SUPPLIED ENTRIES below:
PR #2477, opened 2024-01-27
pkg/prom: prune unused containerKey

alrs:
This removes the unused `containerKey` type and its unused functions.


mattray:
@alrs thanks for the PR. @AjayTripathy or any of the other @opencost/opencost-maintainers from Kubecost, is this from Kubecost?

michaelmdresser (approved):
Private functions and types. If Opencost continue to compile after their removal it should be fine.

PR #2388, opened 2023-12-15
feat: 2323 adding version and commit on opencost-ui logs

brito-rafa:
## What does this PR change?
* It adds version and commit on opencost-ui logs

## Does this PR relate to any other PRs?
* No

## How will this PR impact users?
* upon running `kubectl logs <pod> -c opencost-ui`, users will see the version and commit SHA of the container.

## Does this PR address any GitHub or Zendesk issues?
* Closes ... 2323

## How was this PR tested?
* See commnad below:
```
% docker run quay.io/brito_rafa0/opencost-ui:testa
Unable to find image 'quay.io/brito_rafa0/opencost-ui:testa' locally
testa: Pulling from brito_rafa0/opencost-ui
Digest: sha256:bd2d828ae209e4f314159821225783d61c3439e2f0b94339393ef0c19f86ae54
Status: Downloaded newer image for quay.io/brito_rafa0/opencost-ui:testa
running with BASE_URL=/model
Starting ui version 2323-ui-version-c2bc77c0-WIP (c2bc77c0) ## <-----------------------------
/docker-entrypoint.sh: /docker-entrypoint.d/ is not empty, will attempt to perform configuration
/docker-entrypoint.sh: Looking for shell scripts in /docker-entrypoint.d/
/docker-entrypoint.sh: Launching /docker-entrypoint.d/10-listen-on-ipv6-by-default.sh
```
## Does this PR require changes to documentation?
* No

## Have you labeled this PR and its corresponding Issue as "next release" if it should be part of the next OpenCost release? If not, why not?
* Yes

PR #2479, opened 2024-01-29
Add version rendered at bottom of page.

### LINKED ISSUE #2323: OpenCost UI doesn't report version/build number
**Describe the bug**
When the costmodel container starts up it reports 
```
2023-11-21T20:19:37.749036463Z INF Starting cost-model version dev (HEAD)
```
where `HEAD` is the actual SHA when not building from source. This is super useful for rebuildling older releases if they weren't tagged properly.

mattray:
## What does this PR change?
* Adds the rendered string "OpenCost version: $VERSION ($HEAD)" to the footer of the OpenCost UI where environment variables can be used to configure what's in the footer.
Screenshot 2024-01-29 at 10 39 50 PM

* https://github.com/opencost/opencost/pull/2388 added it to the logging

* The UI will show which version is installed, making it easier for debugging.

* Closes https://github.com/opencost/opencost/issues/2323

## How was this PR tested?
* Built locally and deployed to K8s

* No

* It should be mentioned in the release notes as a useful debugging tip.


ui/docker-entrypoint.sh
```diff
@@ -9,9 +9,15 @@ else
     sed -i "s^{PLACEHOLDER_BASE_URL}^$BASE_URL^g" /var/www/*.js
 fi
 
+if [[ ! -z "$OPENCOST_FOOTER_CONTENT" ]]; then
+    sed -i "s^PLACEHOLDER_FOOTER_CONTENT^$OPENCOST_FOOTER_CONTENT^g" /var/www/*.js
+else
+    sed -i "s^PLACEHOLDER_FOOTER_CONTENT^OpenCost version:$VERSION ($HEAD)^g" /var/www/*.js
+fi
+
```
nealormsbee: Couple of questions on this. Sorry, I've been out of this codebase for quite a while.

1. So the developer can set a `$OPENCOST_FOOTER_CONTENT` env var, _or_ env vars for `$VERSION` and `$HEAD` to get a pre-formatted footer message? Are `$VERSION` and `$HEAD` guaranteed to be set? If they aren't guaranteed we might want a case to cover that, so that we don't wind up with `Opencost version: ()` by default.

2. Should `$HEAD` be something like `$COMMIT`? I guess whatever commit you're running from is technically the head of wherever you are...but idk.

3. Also, if it is typically set, does the `$VERSION` string contain a leading blank?  I think we want e.g. `version: 2.0` over `version:2.0`

nealormsbee (commented):
I can't technically approve these PRs because I'm not a maintainer 😅 
But I had a couple of questions!

ui/docker-entrypoint.sh
mattray: Thanks for the feedback!

1) The $VERSION and $HEAD are set with `--build-arg version=` and `--build-arg commit=` passed into the Dockerfile builds and `version` and `commit` have defaults, so they will be set.

2) Passed in at the build the same way as the cost-model build, which gets logging like
```
Starting cost-model version 1.108.0 (25d0064)
```

3) I'm making the change.

nealormsbee: Thanks for the explanation 😄

mattray: The package-lock.json doesn't work, I'm having to dissect the react dependencies, that's the cause for the hold up.

mattray:
@nealormsbee refactored and re-tested, seems good now.

nealormsbee (approved):
Looks good to me!

cliffcolvin (approved):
End of SUPPLIED ENTRIES.
| TASK |
Across all the lines of the data, count those that include the word "approved" and reply with that number only.

| THE COMPLETED TASK |
3